Given a list of string in python
logs = ["0001 3 95", "0001 5 90", "0001 5 100", "0002 3 95", "0001 7 80", "0001 8 80",
"0001 10 90", "0002 10 90", "0002 7 80", "0002 8 80", "0002 5 100", "0003 99 90"] where
s[0] = student ID,
s[1] = problem ID,
s[2] = score for the problem
I want to find whether the number of problems solved for each student is the same. Ex. student 0001 solved 6 problems and student 0002 solved 5 but student 0001 attempted problem #5 twice. So both student 0001 and student 0002 solved 2 problems. I also need to check if each student solved the same problem # and received the same score for the attempted problem. How do I write this is pythonic code?
CodePudding user response:
To do that, you would iterate over the list of strings, and split that string by whitespaces:
logs = ["0001 3 95", "0001 5 90", "0001 5 100", "0002 3 95", "0001 7 80", "0001 8 80",
"0001 10 90", "0002 10 90", "0002 7 80", "0002 8 80", "0002 5 100", "0003 99 90"]
for log in logs:
s = log.split(' ')
CodePudding user response:
You will need several different groupings (dictionaries) to analyze the data on all these different axes:
First collate the information into the various grouping axes:
logs = ["0001 3 95", "0001 5 90", "0001 5 100", "0002 3 95",
"0001 7 80", "0001 8 80", "0001 10 90", "0002 10 90",
"0002 7 80", "0002 8 80", "0002 5 100", "0003 99 90"]

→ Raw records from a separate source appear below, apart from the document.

PR #12814, opened 2018-10-30
feat(@angular-devkit/schematics-cli): support console prompt

### LINKED ISSUE #12688: x-prompt doesn't work if use schematics-cli
```
- [x] feature request
```

### Repro steps

For an example:
schematics @schematics/angular:component

Error: Schematic input does not validate against the Schema: {}
Errors:

But it works when I use ng g сommand
ng g @schematics/angular:component

  Data path "" should have required property 'name'.

noelmace:
Support schematics prompt (x-prompt) using inquirer.
Reproduce the same behavior introduced in @angular/cli by 781f9b404c263.

close #12688


noelmace:
WIP: dryRun isn't true by default when using a local schematic. As this is a regression, I'm investigating this.

noelmace:
I think this would be a good idea to define this default promptProvider in @angular-devkit/core, as we do with the default indent logger. Here the problem here would be to add inquirer as a dependency of core, but I think we could delete it (even I wouldn't have the time right now to do it in this PR, I could do it later). What do you think ?

packages/angular_devkit/schematics_cli/bin/schematics.ts
```diff
@@ -109,6 +152,7 @@ export async function main({
   const dryRun: boolean = argv['dry-run'] === null ? debug : argv['dry-run'];
   const force = argv['force'];
   const allowPrivate = argv['allow-private'];
+  const interactive: boolean = argv['interactive'] !== null || argv['interactive'];
```
alan-agius4: Would it better to add the `interactive` in https://github.com/angular/angular-cli/blob/d8764e103de8292845a4acc366d9e036aaa65484/packages/angular_devkit/schematics_cli/bin/schematics.ts#L336-L363

Add a a default to `true` and the usage here would be ` const interactive: boolean = argv['interactive'];

noelmace: Done. Thx for the feedback.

students = dict() # {studentID: {problemID: max Score}} nested dictionaries
problems = dict() # {problemID: {studentIDs}} dictionary of sets
results = dict() # {(problemID,result): {studentIDs}} matching results
for s,p,r in map(str.split,logs):
scores = students.setdefault(s,dict()) # track problems per student
scores[p] = max(scores.get(p,r),r) # max score for student/problem
problems.setdefault(p,set()).add(s) # add student to problem's set
results.setdefault((p,r),set()).add(s) # add student to problem/result
Then you can query these data structures to obtain the insight you are looking for.
Raw groupings:
# problems solved by each student with their maximum result
print(students)
{'0001': {'3': '95', '5': '90', '7': '80', '8': '80', '10': '90'},
'0002': {'3': '95', '10': '90', '7': '80', '8': '80', '5': '100'},
'0003': {'99': '90'}}
# list of students that solved each problem
print(problems)
{'3': {'0002', '0001'},
'5': {'0002', '0001'},
'7': {'0002', '0001'},
'8': {'0002', '0001'},
'10': {'0002', '0001'},
'99': {'0003'}}
# list of students that got a specific result on each problem
print(results)
{('3', '95'): {'0002', '0001'}, ('5', '90'): {'0001'},
('5', '100'): {'0002', '0001'}, ('7', '80'): {'0002', '0001'},
('8', '80'): {'0002', '0001'}, ('10', '90'): {'0002', '0001'},
('99', '90'): {'0003'}}
Derived information by aggregation / filtering:
# number of problems solved per student
print({s:len(pr) for s,pr in students.items()})
{'0001': 5, '0002': 5, '0003': 1}
# students that got the same score on the same problem (plagiarism?)
for (prob,result),students in results.items():
if len(students)>1:
print(f"# same result ({result}) on problem #{prob} :",students)
# same result (95) on problem #3 : {'0001', '0002'}
# same result (100) on problem #5 : {'0001', '0002'}
# same result (80) on problem #7 : {'0001', '0002'}
# same result (80) on problem #8 : {'0001', '0002'}
# same result (90) on problem #10 : {'0001', '0002'}
Note that a relational database is usually a better tool to perform this type of analysis.